# New Discovery Kit: Ugly or Fly?



## Old_school_nik (May 21, 2002)

The look decent to me - not as busy as some team kits these days....


-Nik

full link:
C:\\www.radsportnews.com.html


----------



## feathers mcgraw (Mar 15, 2002)

Way too AG2R. Ugh.


----------



## Fredrico (Jun 15, 2002)

It would look good on a lizard.


----------



## travis200 (Oct 29, 2002)

I kinda like it but would need to see an actual pic of the kit for my final thought.


----------



## Einstruzende (Jun 1, 2004)

Thumbs down. It just doesn't catch my eye.


----------



## Cerddwyr (Jul 26, 2004)

Old_school_nik said:


> The look decent to me - not as busy as some team kits these days....
> 
> 
> -Nik
> ...


Looks less like a tarted up hooker (oops, I mean Vegas Showgirl) than some. Doesn't make me want to vomit, nor does it look like someone did.

Gordon


----------



## Ricky2 (Apr 7, 2004)

*not that great*

I agree. It's not the exciting look I was expecting from a TV Channel.

I don't like the way the paneling on the shorts goes right on the butt.


----------



## Grampy (Apr 6, 2003)

I like it.


----------



## TurboTurtle (Feb 4, 2004)

Any significance to the one yellow sleeve? - TF


----------



## 2Fast2Furryious (Jun 11, 2004)

I'm drunk, and it is FUG-LY. Beer goggles do not help. Hey...where'd that fat (alternate PC: horizontally challenged) chick go?


----------



## benja15 (Jun 22, 2002)

*It's basicaly the same on the front and the back, lame*

I would have thought TREK would have made their name more readable as well.


----------



## serbski (Dec 2, 2002)

*Boooring Sidney, Boooring....*



Old_school_nik said:


> The look decent to me - not as busy as some team kits these days....
> 
> 
> -Nik
> ...


.........


----------



## Coot72 (Nov 11, 2002)

*What? No Molteni Orange?*

It's seems a little conservative. Perhaps they need to go to some artsy guy to jazz it up. I wonder if there are UCI rules on how team kits have to look. It probably has to weigh at least 0.15kg and must have 10 cm long sleeves. 

Yo!

C72


----------



## marimba_artist (Dec 10, 2001)

It look too much like a European soccer jersey to me.


----------



## spookyload (Jan 30, 2004)

benja15 said:


> I would have thought TREK would have made their name more readable as well.

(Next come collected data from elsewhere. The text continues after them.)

PR #1317, opened 2021-09-13
Rename client ID to registrar ID in most places

CydeWeys:
This is a code-only change, that shouldn't require any sort of data
migration. Correspondingly, there are some existing uses of clientId that are
not migrated (e.g. Datastore fields, task queue payloads, URL parameters for
actions that might be hit from task queues, etc.). And it of course doesn't
modify any fields in EPP XML. Note that the Cloud SQL schema fields are
already named using the registar_id pattern.

This also doesn't yet touch on the -c parameters in nomulus tools; that will be
coming later (since that is an external manual touch-point, it will require a
lot more in the way of changes to various meta scripts and documentation).

---
This change is [Reviewable](https://reviewable.io/reviews/google/nomulus/1317)

PR #1320, opened 2021-09-14
Skip synthetic history entries for resources that don't need them

gbrodman:
The reason for creating synthetic history entries is so that we can
guarantee that each EppResource's most recent *History object contains
that resource at that point in time. If the most recent *History object
in SQL contains that resource already, there is no need to create a
synthetic *History object for that resource.

---
This change is [Reviewable](https://reviewable.io/reviews/google/nomulus/1320)

### DIFF
--- a/config/presubmits.py
+++ b/config/presubmits.py
@@ -206,15 +206,12 @@ PRESUBMITS = {
          "RegistryJpaIO.java",
          # TODO(b/179158393): Remove everything below, which should be done
          # using Criteria
-         "ForeignKeyIndex.java",
-         "HistoryEntryDao.java",
          "JpaTransactionManager.java",
          "JpaTransactionManagerImpl.java",
          # CriteriaQueryBuilder is a false positive
          "CriteriaQueryBuilder.java",
          "RdapDomainSearchAction.java",
          "RdapNameserverSearchAction.java",
-         "RdapSearchActionBase.java",
          "ReadOnlyCheckingEntityManager.java",
          "RegistryQuery",
          },
--- a/core/src/main/java/google/registry/model/index/ForeignKeyIndex.java
+++ b/core/src/main/java/google/registry/model/index/ForeignKeyIndex.java
@@ -228,7 +228,7 @@ public abstract class ForeignKeyIndex<E extends EppResource> extends BackupGroup
           tm().transact(
                   () ->
                       jpaTm()
-                          .query(
+                          .criteriaQuery(
                               CriteriaQueryBuilder.create(clazz)
                                   .whereFieldIsIn(property, foreignKeys)
                                   .build())
--- a/core/src/main/java/google/registry/model/reporting/HistoryEntryDao.java
+++ b/core/src/main/java/google/registry/model/reporting/HistoryEntryDao.java
@@ -24,6 +24,7 @@ import static google.registry.util.DateTimeUtils.START_OF_TIME;
 
 import com.google.common.collect.ImmutableCollection;
 import com.google.common.collect.ImmutableList;
+import com.google.common.collect.ImmutableMap;
 import com.google.common.collect.Streams;
 import google.registry.model.EppResource;
 import google.registry.model.contact.ContactHistory;
@@ -48,6 +49,25 @@ import org.joda.time.DateTime;
  * is currently considered the primary database.
  */
 public class HistoryEntryDao {
+
+  public static ImmutableMap<Class<? extends EppResource>, Class<? extends HistoryEntry>>
+      RESOURCE_TYPES_TO_HISTORY_TYPES =
+          ImmutableMap.of(
+              ContactResource.class,
+              ContactHistory.class,
+              DomainBase.class,
+              DomainHistory.class,
+              HostResource.class,
+              HostHistory.class);
+
+  public static ImmutableMap<Class<? extends HistoryEntry>, String> REPO_ID_FIELD_NAMES =
+      ImmutableMap.of(
+          ContactHistory.class,
+          "contactRepoId",
+          DomainHistory.class,
+          "domainRepoId",
+          HostHistory.class,
+          "hostRepoId");
 
   /** Loads all history objects in the times specified, including all types. */
   public static ImmutableList<HistoryEntry> loadAllHistoryObjects(
@@ -164,7 +184,7 @@ public class HistoryEntryDao {
   private static <T extends HistoryEntry> Stream<T> loadHistoryObjectFromSqlByRegistrars(
       Class<T> historyClass, ImmutableCollection<String> registrarIds) {
     return jpaTm()
-        .query(
+        .criteriaQuery(
             CriteriaQueryBuilder.create(historyClass)
                 .whereFieldIsIn("clientId", registrarIds)
                 .build())
@@ -188,34 +208,32 @@ public class HistoryEntryDao {
 
     return ImmutableList.sortedCopyOf(
         Comparator.comparing(HistoryEntry::getModificationTime),
-        jpaTm().query(criteriaQuery).getResultList());
+        jpaTm().criteriaQuery(criteriaQuery).getResultList());
   }
 
   private static Class<? extends HistoryEntry> getHistoryClassFromParent(
       Class<? extends EppResource> parent) {
-    if (parent.equals(ContactResource.class)) {
-      return ContactHistory.class;
-    } else if (parent.equals(DomainBase.class)) {
-      return DomainHistory.class;
-    } else if (parent.equals(HostResource.class)) {
-      return HostHistory.class;
+    if (!RESOURCE_TYPES_TO_HISTORY_TYPES.containsKey(parent)) {
+      throw new IllegalArgumentException(
+          String.format("Unknown history type for parent %s", parent.getName()));
     }
-    throw new IllegalArgumentException(
-        String.format("Unknown history type for parent %s", parent.getName()));
+    return RESOURCE_TYPES_TO_HISTORY_TYPES.get(parent);
   }
 
   private static String getRepoIdFieldNameFromHistoryClass(
       Class<? extends HistoryEntry> historyClass) {
-    return historyClass.equals(ContactHistory.class)
-        ? "contactRepoId"
-        : historyClass.equals(DomainHistory.class) ? "domainRepoId" : "hostRepoId";
+    if (!REPO_ID_FIELD_NAMES.containsKey(historyClass)) {
+      throw new IllegalArgumentException(
+          String.format("Unknown history type %s", historyClass.getName()));
+    }
+    return REPO_ID_FIELD_NAMES.get(historyClass);
   }
 
   private static <T extends HistoryEntry> List<T> loadAllHistoryObjectsFromSql(
       Class<T> historyClass, DateTime afterTime, DateTime beforeTime) {
     CriteriaBuilder criteriaBuilder = jpaTm().getEntityManager().getCriteriaBuilder();
     return jpaTm()
-        .query(
+        .criteriaQuery(
             CriteriaQueryBuilder.create(historyClass)
                 .where("modificationTime", criteriaBuilder::greaterThanOrEqualTo, afterTime)
                 .where("modificationTime", criteriaBuilder::lessThanOrEqualTo, beforeTime)
--- a/core/src/main/java/google/registry/persistence/transaction/JpaTransactionManager.java
+++ b/core/src/main/java/google/registry/persistence/transaction/JpaTransactionManager.java
@@ -36,7 +36,7 @@ public interface JpaTransactionManager extends TransactionManager {
   <T> TypedQuery<T> query(String sqlString, Class<T> resultClass);
 
   /** Creates a JPA SQU query for the given criteria query. */
-  <T> TypedQuery<T> query(CriteriaQuery<T> criteriaQuery);
+  <T> TypedQuery<T> criteriaQuery(CriteriaQuery<T> criteriaQuery);
 
   /**
    * Creates a JPA SQL query for the given query string.
--- a/core/src/main/java/google/registry/persistence/transaction/JpaTransactionManagerImpl.java
+++ b/core/src/main/java/google/registry/persistence/transaction/JpaTransactionManagerImpl.java
@@ -135,7 +135,7 @@ public class JpaTransactionManagerImpl implements JpaTransactionManager {
   }
 
   @Override
-  public <T> TypedQuery<T> query(CriteriaQuery<T> criteriaQuery) {
+  public <T> TypedQuery<T> criteriaQuery(CriteriaQuery<T> criteriaQuery) {
     return new DetachingTypedQuery<>(getEntityManager().createQuery(criteriaQuery));
   }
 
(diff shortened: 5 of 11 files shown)


CydeWeys (changes requested):
I'm confused about the logic here.  What I expected was "Give this command a DateTime (after the most recent initial DB import) as input and then it writes out synthetic HistoryEntries for every EPP resource that doesn't have a HistoryEntry more recent than that DateTime".

> *[Reviewable](https://reviewable.io/reviews/google/nomulus/1320#-:-MjduXUD9yzpqudouUSa:blhta1g)* status: 0 of 2 files reviewed, 1 unresolved discussion (waiting on @gbrodman)

___
*[core/src/main/java/google/registry/tools/javascrap/CreateSyntheticHistoryEntriesAction.java, line 136 at r1](https://reviewable.io/reviews/google/nomulus/1320#-MjduMzsEPYde3jsJEZz:-MjduMzsEPYde3jsJE_-:blccdpa) ([raw file](https://github.com/google/nomulus/blob/3a80412481597ac6f50df289b7b3716422c97c99/core/src/main/java/google/registry/tools/javascrap/CreateSyntheticHistoryEntriesAction.java#L136)):*
> ```Java
>   private static Class<? extends HistoryEntry> getHistoryClassFromParent(
>       Class<? extends EppResource> parent) {
>     if (parent.equals(ContactResource.class)) {
> ```

This should be a Map.

gbrodman (commented):
It isn't necessary to give it a DateTime; this accomplishes the same thing without the manual step. 

> *[Reviewable](https://reviewable.io/reviews/google/nomulus/1320#-:-MjdwjcW6S1kF5dPnsps:b-fek6xx)* status: 0 of 2 files reviewed, 1 unresolved discussion (waiting on @CydeWeys)

___
*[core/src/main/java/google/registry/tools/javascrap/CreateSyntheticHistoryEntriesAction.java, line 136 at r1](https://reviewable.io/reviews/google/nomulus/1320#-MjduMzsEPYde3jsJEZz:-MjdwhtN6SMDkJ32Q3d_:bb74ce2) ([raw file](https://github.com/google/nomulus/blob/3a80412481597ac6f50df289b7b3716422c97c99/core/src/main/java/google/registry/tools/javascrap/CreateSyntheticHistoryEntriesAction.java#L136)):*

This should be a Map.
</blockquote></details>

Sure

CydeWeys (commented):
So then what is this doing exactly?

> *[Reviewable](https://reviewable.io/reviews/google/nomulus/1320#-:-Mje6K3O55eF_cKkKxLb:b-bhrejk)* status: 0 of 4 files reviewed, 1 unresolved discussion (waiting on @CydeWeys)

gbrodman (commented):
for every resource, if we already have a history object in SQL that contains a representation of that resource at that point in time, we skip it 

alternatively put, for every resource, we save a new HistoryEntry if and only if there does not exist a *History object in SQL that contains that object at that point in time. 

> *[Reviewable](https://reviewable.io/reviews/google/nomulus/1320#-:-Mje6t8EEHv97qUuLNzq:bd1yzw9)* status: 0 of 4 files reviewed, 1 unresolved discussion (waiting on @CydeWeys)

CydeWeys (commented):
That's not strictly accurate though, right?  It's not if there exists an object in SQL that contains that object at that point in time, it's only if the most _recent_ history object contains that information, right?

> *[Reviewable](https://reviewable.io/reviews/google/nomulus/1320#-:-Mje6wMoDvqoYj8QG3Nx:b-6os748)* status: 0 of 4 files reviewed, 1 unresolved discussion (waiting on @CydeWeys)

gbrodman (commented):
If you want to nitpick semantics yes, however those statements are equivalent. 

> *[Reviewable](https://reviewable.io/reviews/google/nomulus/1320#-:-Mje7gNo3jK7Xkl4zfjN:b-hzanan)* status: 0 of 4 files reviewed, 1 unresolved discussion (waiting on @CydeWeys)

CydeWeys (changes requested):
They're not equivalent though.  There's a difference between "the most recent X" and "any X".  The former seems like it works here in this case, and fortunately is more performant to calculate, but it's not the same.  The commit log message is still not accurate in that regard and it's inhibiting understanding as to exactly what's going on.

So, is there any situation where the most recent history entry has data, but that data is wrong/unusable for some reason?  Or in all such cases would we be wiping out the existing contents of Cloud SQL and re-importing (as we're currently doing in sandbox and will do in prod soon on account of the incorrect update times)?

Anyway, looking good overall, modulo a few remaining questions.

> *[Reviewable](https://reviewable.io/reviews/google/nomulus/1320#-:-MjfD_smDclnTMovTbEv:bysg2tv)* status: 0 of 4 files reviewed, 3 unresolved discussions (waiting on @gbrodman)

___
*[config/presubmits.py, line 215 at r2](https://reviewable.io/reviews/google/nomulus/1320#-MjfFUI82H4i1-KDCcRA:-MjfFUI96qfP0mwCrSYr:bgfxry) ([raw file](https://github.com/google/nomulus/blob/384bdd880d09e336532336ccca57959e443121e0/config/presubmits.py#L215)):*
> ```Python
>          # CriteriaQueryBuilder is a false positive
>          "CriteriaQueryBuilder.java",
>          "CreateSyntheticHistoryEntriesAction.java",
> ```

Why is this necessary?  Offhand, I don't see you doing anything that would cause this presubmit to fail.
___
*[core/src/main/java/google/registry/tools/javascrap/CreateSyntheticHistoryEntriesAction.java, line 126 at r2](https://reviewable.io/reviews/google/nomulus/1320#-MjfFnO07cZF9cJWSeb7:-MjfFnO07cZF9cJWSeb8:b-25bptn) ([raw file](https://github.com/google/nomulus/blob/384bdd880d09e336532336ccca57959e443121e0/core/src/main/java/google/registry/tools/javascrap/CreateSyntheticHistoryEntriesAction.java#L126)):*
> ```Java
>                       .orderByDesc("modificationTime")
>                       .build();
>               return jpaTm().query(criteriaQuery).setMaxResults(1).getResultStream().findFirst();
> ```

What happens if this returns zero results?  Is that even possible?  In theory there's always that initial create, but is it somehow possible for the resource itself to have been async written over but the corresponding create history entry hasn't yet been?
___
*[core/src/main/java/google/registry/tools/javascrap/CreateSyntheticHistoryEntriesAction.java, line 143 at r2](https://reviewable.io/reviews/google/nomulus/1320#-MjfEEwh5cEduaJ-N4i8:-MjfEEwh5cEduaJ-N4i9:b-wnmwp5) ([raw file](https://github.com/google/nomulus/blob/384bdd880d09e336532336ccca57959e443121e0/core/src/main/java/google/registry/tools/javascrap/CreateSyntheticHistoryEntriesAction.java#L143)):*
> ```Java
>   private static String getRepoIdFieldNameFromHistoryClass(
>       Class<? extends HistoryEntry> historyClass) {
>     return historyClass.equals(ContactHistory.class)
> ```

This isn't strictly safe -- it's using `hostRepoId` as a default value on an unexpected class rather than throwing an error.  It seems to me like the preferred solution here would be something like `abstract String getRepoIdFieldName();` in `HistoryEntry`, then all implementations are forced to implement this.

gbrodman (commented):
No, the only time we ever write resourceless entries to the History tables is during the initial SQL population. The result is that the questions "are there any history rows with resources?" and "does the last history row have a resource?" will always have the same answer 

Updated commit message

> *[Reviewable](https://reviewable.io/reviews/google/nomulus/1320#-:-MjfKZcWB0UtlK1EFjRK:bntng84)* status: 0 of 4 files reviewed, 3 unresolved discussions (waiting on @CydeWeys)

___
*[config/presubmits.py, line 215 at r2](https://reviewable.io/reviews/google/nomulus/1320#-MjfFUI82H4i1-KDCcRA:-MjfJZXw56Tsd1u6f0n-:b-8593as) ([raw file](https://github.com/google/nomulus/blob/384bdd880d09e336532336ccca57959e443121e0/config/presubmits.py#L215)):*

Why is this necessary?  Offhand, I don't see you doing anything that would cause this presubmit to fail.
</blockquote></details>

it's the call to `jpaTm().query(criteriaQuery)`

because we use a simple regex, we can't differentiate between `query(String)` and `query(CriteriaQuery)`
___
*[core/src/main/java/google/registry/tools/javascrap/CreateSyntheticHistoryEntriesAction.java, line 126 at r2](https://reviewable.io/reviews/google/nomulus/1320#-MjfFnO07cZF9cJWSeb7:-MjfKFcSD96-6hd_qzAi:bpnz4gu) ([raw file](https://github.com/google/nomulus/blob/384bdd880d09e336532336ccca57959e443121e0/core/src/main/java/google/registry/tools/javascrap/CreateSyntheticHistoryEntriesAction.java#L126)):*

What happens if this returns zero results?  Is that even possible?  In theory there's always that initial create, but is it somehow possible for the resource itself to have been async written over but the corresponding create history entry hasn't yet been?
</blockquote></details>

It shouldn't be possible, since every transaction that creates an EppResource should also create a HistoryEntry for said resource
___
*[core/src/main/java/google/registry/tools/javascrap/CreateSyntheticHistoryEntriesAction.java, line 143 at r2](https://reviewable.io/reviews/google/nomulus/1320#-MjfEEwh5cEduaJ-N4i8:-MjfJrqT15iGyQiVpIkZ:b-20fqes) ([raw file](https://github.com/google/nomulus/blob/384bdd880d09e336532336ccca57959e443121e0/core/src/main/java/google/registry/tools/javascrap/CreateSyntheticHistoryEntriesAction.java#L143)):*

This isn't strictly safe -- it's using `hostRepoId` as a default value on an unexpected class rather than throwing an error.  It seems to me like the preferred solution here would be something like `abstract String getRepoIdFieldName();` in `HistoryEntry`, then all implementations are forced to implement this.
</blockquote></details>

We cannot make `HistoryEntry` abstract until post-migration, but we can use a map.

CydeWeys (commented):
> *[Reviewable](https://reviewable.io/reviews/google/nomulus/1320)* status: 0 of 4 files reviewed, 2 unresolved discussions (waiting on @gbrodman)

___
*[config/presubmits.py, line 215 at r2](https://reviewable.io/reviews/google/nomulus/1320#-MjfFUI82H4i1-KDCcRA:-MjjFoJS2JtQxh6XvFKj:bug047i) ([raw file](https://github.com/google/nomulus/blob/384bdd880d09e336532336ccca57959e443121e0/config/presubmits.py#L215)):*

it's the call to `jpaTm().query(criteriaQuery)`

because we use a simple regex, we can't differentiate between `query(String)` and `query(CriteriaQuery)`
</blockquote></details>

It sounds like the presubmit isn't really working out for us so much then if it can't differentiate between these two.  Wonder if it'd be worth renaming the `query(CriteriaQuery)` method so the presubmit can be more targeted?
___
*[core/src/main/java/google/registry/tools/javascrap/CreateSyntheticHistoryEntriesAction.java, line 143 at r2](https://reviewable.io/reviews/google/nomulus/1320#-MjfEEwh5cEduaJ-N4i8:-Mjj-ZrI3kEZmsr_dN52:b6ou0by) ([raw file](https://github.com/google/nomulus/blob/384bdd880d09e336532336ccca57959e443121e0/core/src/main/java/google/registry/tools/javascrap/CreateSyntheticHistoryEntriesAction.java#L143)):*

We cannot make `HistoryEntry` abstract until post-migration, but we can use a map. 
</blockquote></details>

It wouldn't need to be abstract -- it could also have a base method that throws an 'Unknown type' exception, and then it's overridden on all three that inherit it.

CydeWeys (approved):
That's good context to have to explain how/why this works.

> *[Reviewable](https://reviewable.io/reviews/google/nomulus/1320#-:-MjjGJcMBL2z6IdtmsTT:b-xpl52w)* status: 0 of 4 files reviewed, 2 unresolved discussions (waiting on @gbrodman)

gbrodman (commented):
> *[Reviewable](https://reviewable.io/reviews/google/nomulus/1320)* status: 0 of 4 files reviewed, 2 unresolved discussions (waiting on @CydeWeys)

___
*[config/presubmits.py, line 215 at r2](https://reviewable.io/reviews/google/nomulus/1320#-MjfFUI82H4i1-KDCcRA:-MjjH5x5EdskMw4u3i2K:b-mh1vhf) ([raw file](https://github.com/google/nomulus/blob/384bdd880d09e336532336ccca57959e443121e0/config/presubmits.py#L215)):*

It sounds like the presubmit isn't really working out for us so much then if it can't differentiate between these two.  Wonder if it'd be worth renaming the `query(CriteriaQuery)` method so the presubmit can be more targeted?
</blockquote></details>

Yes, I think so. Done. 
___
*[core/src/main/java/google/registry/tools/javascrap/CreateSyntheticHistoryEntriesAction.java, line 143 at r2](https://reviewable.io/reviews/google/nomulus/1320#-MjfEEwh5cEduaJ-N4i8:-MjjGl2-6mXQoRXxFLks:b-msc265) ([raw file](https://github.com/google/nomulus/blob/384bdd880d09e336532336ccca57959e443121e0/core/src/main/java/google/registry/tools/javascrap/CreateSyntheticHistoryEntriesAction.java#L143)):*

It wouldn't need to be abstract -- it could also have a base method that throws an 'Unknown type' exception, and then it's overridden on all three that inherit it.
</blockquote></details>

I think I don't like that given that we don't actually have an instance of the history object here (that is what we are trying to get). So we'd have to do some reflection

CydeWeys (changes requested):
> *[Reviewable](https://reviewable.io/reviews/google/nomulus/1320)* status: 0 of 11 files reviewed, 1 unresolved discussion (waiting on @gbrodman)

___
*[core/src/main/java/google/registry/tools/javascrap/CreateSyntheticHistoryEntriesAction.java, line 179 at r4](https://reviewable.io/reviews/google/nomulus/1320#-MjjXz2UAc1XNk1GWolM:-MjjXz2V8OufKswzCVCU:b-s40xj1) ([raw file](https://github.com/google/nomulus/blob/52ea527846039112ed0d066566b022f5ae74ebbf/core/src/main/java/google/registry/tools/javascrap/CreateSyntheticHistoryEntriesAction.java#L179)):*
> ```Java
>                         .put(
>                             HistoryEntry.createBuilderForResource(eppResource)
>                                 .setClientId(registryAdminRegistrarId)
> ```

You'll need to change this now that https://github.com/google/nomulus/pull/1317 is merged.

gbrodman (commented):
> *[Reviewable](https://reviewable.io/reviews/google/nomulus/1320)* status: 0 of 11 files reviewed, 1 unresolved discussion (waiting on @CydeWeys)

___
*[core/src/main/java/google/registry/tools/javascrap/CreateSyntheticHistoryEntriesAction.java, line 179 at r4](https://reviewable.io/reviews/google/nomulus/1320#-MjjXz2UAc1XNk1GWolM:-MjjdQGg52kzj0IuZgn-:b-896fix) ([raw file](https://github.com/google/nomulus/blob/52ea527846039112ed0d066566b022f5ae74ebbf/core/src/main/java/google/registry/tools/javascrap/CreateSyntheticHistoryEntriesAction.java#L179)):*

You'll need to change this now that https://github.com/google/nomulus/pull/1317 is merged.
</blockquote></details>

Done.

CydeWeys (approved):
:lgtm:

> *[Reviewable](https://reviewable.io/reviews/google/nomulus/1320#-:-Mjk-mJb6-DFMmkyEfBF:bnfp4nl)* status: 0 of 11 files reviewed, all discussions resolved (waiting on @gbrodman)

I would imagine the sponsors get as much space as they donate. I would venture to say they don't donate much more than bikes and tech support. A fraction of the total costs in the overall team budget.


----------



## Tig (Feb 9, 2004)

travis200 said:


> I kinda like it but would need to see an actual pic of the kit for my final thought.


I agree. There is usually a fair difference between the artwork and the real jersey. Usually the real ones look better, especially when worn.


----------



## walrus (Jan 29, 2004)

I'm disappointed, I was hopping for something much nicer, brighter, more colorful. This is very plain, and conservative.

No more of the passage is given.